Иной раз сеанс так затягивается, что он от скуки принимается расспрашивать художника. Как он работает, насколько то, что он видит, отличается от изображения. Художник отвечает, что всеми силами старается уменьшить эту разницу. А Жан завидует: ведь у того перед глазами живая натура, а он-то сам обходится рассказами из третьих рук да смутными, призрачными видениями.

— В детстве мне очень хотелось рисовать землю красным — красную землю среди зеленой травы. Я думал, так же можно и писать.

Художник смотрит на него, оторопев. Мари ворчит: вечно он людям голову морочит своими бреднями.


Никола «Баязет» не понравился, а Мари отказалась от роли Роксаны — слишком резка, слишком груба, не ее амплуа. Особенно возмутили ее две реплики в начале второго акта, одна другой бесстыднее да и противоречивые к тому же. То она говорит: «Постойте, Баязет, я вас люблю, поверьте», а то вдруг: «От вас мне более не нужно ничего»[58]. Играть влюбленную, которая грозится загрызть того, кто не отвечает ей взаимностью, а у самой и зубов-то нет, Мари не пожелала, Жан не стал ее уговаривать, и она выбрала не такую буйную Аталиду.

Он сочиняет пьесы с оглядкой на моду, на творения своих соперников, сообразуясь с новыми вкусами. «Митридат», он уверен, понравится Никола. Понравится всем, особенно королю — там целые тирады посвящены его правлению, его победам. Жан и сам проникается тем воинственным пылом, который вложил в свою пьесу: энергичней, чем прежде, отбивает нападки, расстраивает козни, сражается с удвоенной, утроенной силой. Он теперь предводитель, царь столичных салонов, и у него не счесть друзей и подданных. Ему уступают дорогу, многие, не рискуя вступить с ним в прямую схватку, скрываются под псевдонимами. Он во весь голос декламирует свои стихи в саду Тюильри, — так, словно обнажает шпагу, бросая вызов всем подряд.

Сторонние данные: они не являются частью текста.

PR #3082, opened 2025-04-16
staking-cli: decode contract reverts

sveitser:
This shows descriptive error messages in the CLI instead of raw Ethereum revert data.

Added some tests but to see in the command line, run for example

```
cargo run --bin staking-cli -- init --mnemonic "test test test test test test test test test test test junk" --account-index 0
cargo run --bin staking-cli -- delegate --validator-address 0x0774A80189030B3673983ebd4D81DCB5AF21c78A --amount 1 
```


alxiong (approved):
this is great! 

only one question: should we centralize these impl in a file instead of floating around? what about put them into `contract-adapter` crate?

sveitser:
Yeah we can move it to the contract adapter.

— Говорят, нынче утром землекопы в Тюильри приняли вас за безумца, который собирался утопиться в пруду. Смотрите поосторожнее, — говорит Никола.

Но Жану все равно. Он даже и не прочь прослыть помешанным, опасным сумасбродом, каким подчас он сам себе снится: воякой в королевских доспехах, который всаживает шпагу в живот сначала старому Корнелю, а потом его младшему брату и вынимает окровавленный клинок. Бывает, по ночам он разражается столь яркими самозабвенными гипотипозами, что, по словам Мари, мог бы соперничать с великими актерами, хоть бы и с ней самой.

Уж как злил Жана Буало своими бесконечными попреками, но стоило тому сказать однажды, что он не знает ничего прекрасней, чем начало Книги Бытия, как Жан его простил. «И сказал Бог: да будет свет. И стал свет. Да явится суша. И стало так». В такие минуты Жан видит, что их дружбу скрепляет не только расчет и взаимная выгода, но и общая глубинная страсть к простому слогу. Это она толкает Никола безжалостно потрошить его строки. И не только его, он судит и Гомера с Еврипидом, выпевая скрипучим голоском: «Слишком вычурный перифраз» — или: «А вот тут превосходно — стремительно, живо». Жан фыркает, но жадно слушает — ему и самому понятно, что в двух его последних пьесах чего-то недостает. В них уже нет того величия, что было в «Беренике», безумия, как у Ореста или Гермионы. Он потерял кураж, герои стали пресными, он умеряет скорбь Монимы и неистовство Роксаны и слишком потакает моде и славе.

— Придирайтесь побольше к моим стихам, не прекращайте разбирать их по косточкам и всегда говорите мне, если они звучат высокопарно или пустопорожне, — просит он Никола.

— Обещаю, — отвечает тот. — И кстати, я тут бьюсь над строчкой Еврипида. Не поможете мне?

— Буду рад.

— Я перевел ее так: «Зловещих этих змей кому грозит шипенье?»[59] Что скажете?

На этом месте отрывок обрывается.